The ELC (Equal Loudness Contour) takes in account one 'imperfection' of our ears: we can't hear lower and higher frequencies at lower loudness levels. That's why, in the old Hi-Fi amplifiers one finds the 'loudness' knob. That knob adds bass+high at quiet levels, but does no change the audio spectrum at louder levels.
So, one measures the average loudness of a track and if there is a lot of bass in it, one knows that if the RMS is high, is due to the presence of bass. Then we look at the RMS with ELC. Then we decide whether to equalize out some low frequencies or live with them and have an overall quieter track, etc
Also, we don't need to do mathematically precise equal loudness on an album - if one track is -14db (RMS) and another -15.5 and they sound pretty close, and their bass frequencies are similar, then no adjustment is usually done.
Thus, here, as everywhere, technology works hand in hand with ears and experience and knowledge of what frequencies are recorded in that track.
Finally, the answer to the question is something that would measure the average RMS (with ad without ELC) and then the RMS could be adjusted - for a whole track, per channel or only for parts of a track.
Now, about the apps mentioned in this thread:
1. Jamin is a very good tool and I am using it, but it does not give measurement of the actual RMS. It does not give average values of a whole track as well.

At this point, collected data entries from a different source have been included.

PR #33, opened 2017-04-19
Improve embedInViewController with generic

portellaa:


Sources/UIKit/UIViewController.swift
```diff
@@ -10,11 +10,18 @@ import UIKit
...
+    public func embedInNavigationController() -> UINavigationController {
+        return embedInNavigationController(custom: UINavigationController.self)
+    }
+    
     /// Embeds `self` in a UINavigationController
     ///
     /// - Returns: UINavigationController with `self` as root
-    public func embedInNavigationController() -> UINavigationController {
-        return UINavigationController(rootViewController: self)
+    public func embedInNavigationController<T: UINavigationController>(custom: T.Type) -> T {
```
p4checo: I would replace `custom:` with `withType type:` 💄

portellaa: makes sense 😉

PR #37, opened 2017-04-20
Removed destination management methods from Logger protocol

### LINKED ISSUE #36: Expose simple protocol for logger
Shouldn't we expose a simple `protocol` with just real logging methods?

Our current implementation is:

```swift
protocol Logger {

    // MARK:- Destination Management

    func register(_ destination: LogDestination)
    func unregister(_ destination: LogDestination)
    func removeAllDestinations()

    // MARK:- Logging

    func verbose(_ message: @autoclosure () -> String,
                 file: StaticString,
                 function: String,
                 line: UInt)

    func debug(_ message: @autoclosure () -> String,
               file: StaticString,
               function: String,
               line: UInt)

    func info(_ message: @autoclosure () -> String,
              file: StaticString,
              function: String,
              line: UInt)

    func warning(_ message: @autoclosure () -> String,
                 file: StaticString,
                 function: String,
                 line: UInt)

    func error(_ message: @autoclosure () -> String,
               file: StaticString,
               function: String,
               line: UInt)
    
    func log(level: Log.Level,
             message: @autoclosure () -> String,
             file: StaticString,
             function: String,
             line: UInt)
}
```

but i think we should have a small protocol only with:

```swift
public protocol Logger {
    func verbose(_ message: @autoclosure () -> String,
                 file: StaticString,
                 function: String,
                 line: UInt)

    func debug(_ message: @autoclosure () -> String,
               file: StaticString,
               function: String,
               line: UInt)

    func info(_ message: @autoclosure () -> String,
              file: StaticString,
              function: String,
              line: UInt)

    func warning(_ message: @autoclosure () -> String,
                 file: StaticString,
                 function: String,
                 line: UInt)

    func error(_ message: @autoclosure () -> String,
               file: StaticString,
               function: String,
               line: UInt)
}
```

when using logger, i can create a global instance of Logger and only access the real logging methods and not `register`, ...

mschuetz72:
Closes #36 🥇

### DIFF
--- a/Sources/Logging/Protocols/Logger.swift
+++ b/Sources/Logging/Protocols/Logger.swift
@@ -12,32 +12,32 @@ protocol Logger {
 
     func verbose(_ message: @autoclosure () -> String,
                  file: StaticString,
-                 function: String,
+                 function: StaticString,
                  line: UInt)
 
     func debug(_ message: @autoclosure () -> String,
                file: StaticString,
-               function: String,
+               function: StaticString,
                line: UInt)
 
     func info(_ message: @autoclosure () -> String,
               file: StaticString,
-              function: String,
+              function: StaticString,
               line: UInt)
 
     func warning(_ message: @autoclosure () -> String,
                  file: StaticString,
-                 function: String,
+                 function: StaticString,
                  line: UInt)
 
     func error(_ message: @autoclosure () -> String,
                file: StaticString,
-               function: String,
+               function: StaticString,
                line: UInt)
     
     func log(level: Log.Level,
              message: @autoclosure () -> String,
              file: StaticString,
-             function: String,
+             function: StaticString,
              line: UInt)
 }
--- a/Sources/Logging/Protocols/Logger.swift
+++ b/Sources/Logging/Protocols/Logger.swift
@@ -8,12 +8,6 @@
 
 protocol Logger {
 
-    // MARK:- Destination Management
-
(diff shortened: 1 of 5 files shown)


p4checo:
@mschuetz72 when addressing an issue, it's common practice to mention it on the PR description, like:

Closes #36 

😉

Sources/Logging/Protocols/Logger.swift
```diff
@@ -8,42 +8,36 @@
...
+                 function: StaticString,
                  line: UInt)
 
     func error(_ message: @autoclosure () -> String,
                file: StaticString,
-               function: String,
+               function: StaticString,
                line: UInt)
     
     func log(level: Log.Level,
```
portellaa: Is this necessary to be public? i think this should be private, no? we have helper methods for all the levels, so no need for this one.

Sources/Logging/Protocols/Logger.swift
```diff
@@ -8,42 +8,36 @@
 
 protocol Logger {
```
portellaa: missing public here

Sources/Logging/Protocols/Logger.swift
mschuetz72: Well, it isn't strictly necessary. I thought it would be better to leave that *generic* to write something into the log open, but you're right. I guess there won't be much cases, if any, this generic method is of any use. Made it private.

PR #39, opened 2017-04-20
Allow tabBarItem helper to customize rendering mode

portellaa:
I think we should provide a way to customize the render mode in the tabBarItem helper so we can toggle if the system should tint the icon or not.

### DIFF
--- a/Sources/UIKit/UIViewController.swift
+++ b/Sources/UIKit/UIViewController.swift
@@ -34,8 +34,11 @@ public extension UIViewController {
     /// - Parameters:
     ///   - selectedImage: UIImage to show when tab is active
     ///   - unselectedImage: UIImage to show when tab is inactive
-    public func tabBarItem(withSelectedImage selectedImage: UIImage?, unselectedImage: UIImage?) {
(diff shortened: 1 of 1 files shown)


Sources/UIKit/UIViewController.swift
```diff
@@ -34,8 +34,11 @@ public extension UIViewController {
     /// - Parameters:
     ///   - selectedImage: UIImage to show when tab is active
     ///   - unselectedImage: UIImage to show when tab is inactive
-    public func tabBarItem(withSelectedImage selectedImage: UIImage?, unselectedImage: UIImage?) {
-        tabBarItem.image = unselectedImage?.withRenderingMode(.alwaysOriginal)
-        tabBarItem.selectedImage = selectedImage?.withRenderingMode(.alwaysOriginal)
+    public func tabBarItem(withSelectedImage selectedImage: UIImage?,
```
mschuetz72: Missing the new parameters in the comments

portellaa: 😂  👍 thanks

It's meant fore something different, for mastering, not for normalizing, I believe.
2. Audacity only does peak normalizing, as well as Ardour
3. Adaptive Normalize in Rezound is good, but no measurements there as well.
3. Normalize(-audio) is something I didn't know before. That tool does the job, one can measure the levels (quite fast, as there is no GIU!) and decide what level to apply per track (or even batch, for less important projects). I can't change the loudness of a part of a track, though. Also, there is no measurement taking in account the Equal Loudness contour
4. ReplayGain does not work with wav files, I believe. Also, it does not change the gain, only gives instructions to Amarok (am I right here?) by writing some code to the ID3 tag of an mp3 file.
Thanks to all for your replies - if you come to some other ideas, please do write.